Dr Mike Owhoko is a Lagos-based journalist and author. He can be reached at www.mikeowhoko.com
Feature/OPED
Preparing Bank Security Operations for Scale, Change, and Long-Term Resilience
By Quintin Roberts
When banks and financial institutions upgrade their physical security systems, they are making decisions that will affect operations for years. Branch formats are changing, cyber risks are increasing, and security teams are being asked to support more sites, more data, and more business functions. The challenge is keeping pace with change in a way that holds up over time.
A modern physical security strategy needs to go beyond protection. It needs to give teams a clearer view across branches, support consistent governance, and provide the flexibility to adapt as technology and operational needs change. The following considerations focus on foundational choices that help banks build security operations that are resilient and can grow with the business.
Choose open architecture to preserve long-term flexibility
Banks and financial institutions often manage a mix of legacy systems, newer technologies, and location-specific requirements. A proprietary system can limit scalability, options for devices, and which systems can connect across the organisation. Over time, this can increase costs and make it harder to modernise without replacing infrastructure that still has value.

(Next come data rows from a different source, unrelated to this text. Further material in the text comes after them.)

PR #38893, opened 2020-09-20
Allow adding AMS layers even if project has no CRS

### LINKED ISSUE #38892: AMS layers not loaded if project has no CRS
1. Set project CRS to "No Projection"
2. Add an AMS layer
3. Reflect on why you chose to do 2
4. Still nothing shown

m-kuhn:
The uri for AMS layers are separated by spaces ` ` instead of the usual `&`.
No surprise that hacks are not that robust.

Fixes #38892


nyalldawson:
This is super fragile -- it breaks CRS which are defined using wkt strings alone. Oh well, that's not a regression introduced here...!

nyalldawson:
Actually this code and logic in crsAndFormatAdjustedLayerUri is horrible in general...!

m-kuhn:
I agree. Do you want to propose a better API?

PR #38908, opened 2020-09-21
Some locator fixes

3nids:
* fix display title expression not displayed anymore in the results
* active locator filter also search in display title
* optimize scale for point layers in QgsMapCanvas::zoomToFeatureIds

### DIFF
--- a/src/app/locator/qgsinbuiltlocatorfilters.cpp
+++ b/src/app/locator/qgsinbuiltlocatorfilters.cpp
@@ -282,7 +282,7 @@ QStringList QgsActiveLayerFeaturesLocatorFilter::prepare( const QString &string,
   QStringList expressionParts;
   QStringList completionList;
   const QgsFields fields = layer->fields();
-  QgsAttributeList subsetOfAttributes;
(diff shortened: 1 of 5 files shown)


nyalldawson:
https://github.com/qgis/QGIS/pull/38908/commits/2ae418da24616b1f1fb809796f17d0d9d599f566 looks like a feature to me!

3nids:
> 2ae418d looks like a feature to me!

That's a copy paste from the all layers filter.
I think it's quite an expected behavior.

But if preferred I can leave it aside.

andreasneumann:
> [2ae418d](https://github.com/qgis/QGIS/commit/2ae418da24616b1f1fb809796f17d0d9d599f566) looks like a feature to me!

Yes, it's an edge case. It is a new feature - but it makes the search much more useful. The display attribute is normally the combination of attribute columns most interesting to the user. I could only test it very close to feature freeze and we couldn't make it before the freeze.

If not acceptable, let's move it to 3.18 then.

nyalldawson:
It makes me slightly nervous, especially given there's no tests covering it (hint hint)

3nids:
test added

3nids:
I completed with test for the display expression part + added test for the completion.

nyalldawson (approved):

PR #38921, opened 2020-09-21
Don't delete QgsSymbolSelectorWidget symbol when widget is closed

### LINKED ISSUE #38920: Crash when editing style and opening a project
**Describe the bug**

In Dock mode, when editing symbol from categorized renderer, if the user opens a new project, QGIS crashes

I already have a fix for the issue, PR is coming

**How to Reproduce**

1. From *Properties > Style > Categorized renderer* click on *Symbol* button
2. Open another project
3. QGIS crashes

**QGIS and OS versions**

QGIS master
Debian bullseye

**Additional context**

troopa81:
## Description

Fixes #38920 :  Don't delete the symbol without deleting the widget. The widget is still connected to some signals (see constructor) and try to access the deleting symbol in slot method. The widget and the symbol will be deleted by QgsPanelWidgetStack::closePanel (panel has autoDelete flag)

### DIFF
--- a/src/gui/qgssymbolbutton.cpp
+++ b/src/gui/qgssymbolbutton.cpp
@@ -115,7 +115,6 @@ void QgsSymbolButton::showSettingsDialog()
     d->setPanelTitle( mDialogTitle );
     d->setContext( symbolContext );
     connect( d, &QgsPanelWidget::widgetChanged, this, &QgsSymbolButton::updateSymbolFromWidget );
-    connect( d, &QgsPanelWidget::panelAccepted, this, &QgsSymbolButton::cleanUpSymbolSelector );
     panel->openPanel( d );
   }
   else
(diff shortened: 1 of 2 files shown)


m-kuhn (approved):
Ownership documentation of the functions as well as unique_ptr-wise reflect the suggestions of this PR.
I wonder how this went by unnoticed for so long.

nyalldawson:
I don't think this is correct -- from the documentation for QgsSymbolSelectorWidget:

    "\note The ownership of the symbol is not transferred and must exist for the lifetime of the widget."

In QgsSymbolButton::showSettingsDialog() we create a new symbol via

    QgsSymbol *newSymbol = mSymbol->clone();

and then create the selector widget using this symbol (ownership is NOT transferred):

    QgsSymbolSelectorWidget *d = new QgsSymbolSelectorWidget( newSymbol, QgsStyle::defaultStyle(), mLayer, nullptr );

so the widget's symbol is STILL owned by the QgsSymbolButton. With this PR there's nothing cleaning up the symbol, so there's a leak.

I admit this is all disgusting memory management, but I can't see any alternative which doesn't break the (bad) api for QgsSymbolSelectorWidget which has been around since 2.x. QgsSymbolSelectorWidget should really take a clone of the symbol and drop the requirement that the symbol pointer exists for the lifetime of the widget... (TODO for 4.0, there's already a note in the code to this effect)

nyalldawson:
(also note that this same code logic exists in many places, e.g. QgsCategorizedSymbolRendererWidget,...)

nyalldawson:
Alternative fix https://github.com/qgis/QGIS/pull/38928

m-kuhn:
Thanks for looking closer @nyalldawson I was misled by the local std::unique_ptr and missed the case that in the dock widget scenario the memory management is ... counter intuitive.

m-kuhn (changes requested):
Leaks

PR #38929, opened 2020-09-21
Dump backtraces on uncaught exceptions

nyalldawson:
Instead of just logging that we encountered the exception, give more useful debug info by dumping the backtrace


m-kuhn (approved):
YES!

PR #38944, opened 2020-09-22
Browser fields enhancements

elpaso:
- Check field `subType` for a fallback icon for fields where type is not known (for instance "name"  for PG 12 table/schema identifiers
- Fix unreported issue with `fields()` not retrieved for certain tables due to multiple geometry column types/srid

### DIFF
--- a/src/providers/postgres/qgspostgresproviderconnection.cpp
+++ b/src/providers/postgres/qgspostgresproviderconnection.cpp
@@ -671,32 +671,32 @@ QgsFields QgsPostgresProviderConnection::fields( const QString &schema, const QS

Open architecture gives decision-makers more choice and preserves flexibility. It allows financial institutions to select the cameras, access control devices, sensors, analytics, and other technologies that best fit each location and adapt them as their needs change.
This allows teams to modernise in phases. For example, an institution may standardise video management across many sites while keeping existing cameras in place, then replace hardware over time.
Decide how to deploy your security system
Some banks want to keep core systems on-premises at major sites. Others prefer cloud-managed services for smaller branches, remote locations, or new sites that need faster deployment and less local infrastructure. Many need a mix of both. Deployment flexibility gives them the freedom to choose where systems run, how data is stored, and how services are managed.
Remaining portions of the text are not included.